China cuts rates in reaction to poor industry and retail sales data

China cuts rates in reaction to poor industry and retail sales data

The interest rate on one-year loans fell 10 points to 2.75%.

The world’s second largest economy had a rebound in business activity thanks to the lifting of some health restrictions in June, but It lost strength at Beijing’s insistence on maintaining its zero Covid policy, with extensive lockdowns and quarantines.

In July, industrial production China rose 3.8% in a year, down from 3.9% in Junereported the National Statistics Office (ONE).

Meanwhile, retail trade grew 2.7% year-on-year, down from 3.1% in June, while urban unemployment fell to 5.4%, indicated the ONE.

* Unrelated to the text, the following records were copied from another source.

PR #158, opened 2026-07-28
chore(cicd): code scanning / CI port is thin

mguerrero3-godaddy:
- Added a permissions block (contents: read, checks: write, issues: write) required by the audit action.
- Added an "Audit dependencies for known vulnerabilities" step using rustsec/audit-check@v2.0.0 (pinned by SHA), scoped to working-directory: rust.
- That step ignores 2 advisories via ignore: RUSTSEC-2026-0194,RUSTSEC-2026-0195 -> both against quick-xml, pulled in transitively through phonenumber's capped version range, with a comment explaining no fix is available until phonenumber bumps it.

Cargo audit now reports 0 vulnerabilities and only the 2 known-blocked quick-xml advisories ignored (dependency of dependency, and may be involved in internal API wiring with risk If we override it here)

### DIFF
--- a/.github/workflows/cicd.yml
+++ b/.github/workflows/cicd.yml
@@ -11,6 +11,10 @@ jobs:
   cicd:
     runs-on: ubuntu-latest
     concurrency: ${{ github.workflow }}-${{ github.ref }}
+    permissions:
+      contents: read
+      checks: write
+      issues: write
     defaults:
       run:
         working-directory: rust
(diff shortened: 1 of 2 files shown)


jpearlman-godaddy:
Should this be merging into the rust-port branch rather than main?

mguerrero3-godaddy:
> Should this be merging into the rust-port branch rather than main?

@jpearlman-godaddy I don't see the rust-port branch anymore. I do see one rust-port branch saying "release-please" so I'm not certain that's It. Plus this main branch now has the rust code, so I think the port is already in place?

jpage-godaddy (approved):

jpage-godaddy:
(BTW, added you as a maintainer so you can work off branches now so we don't have to approve the running of workflows)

“The risk of stagflation in the world economy is growing and the basis for a domestic economic recovery is not yet solid”warned the ONE in a statement.

Retail sales possibly stagnant “due to some interruptions due to the virus and the blow to consumer sentiment due to the problems in the housing market”, Julian Evans-Pritchard, senior China economist at Capital Economics, noted in a report.

“The economic data for July are very alarming,” Raymond Yeung, an economist at the Australia & New Zealand Banking Group Ltd., told Bloomberg TV.

He added that “The zero covid policy continues to hit the service sector and affect household consumption”.

China’s real estate sector is reeling, with frustrated buyers in dozens of cities participating in mortgage boycotts as cash-strapped developers struggle to complete their projects.

China’s economic growth was just 0.4% in the second quarter, the lowest since the start of the Covid-19 pandemic.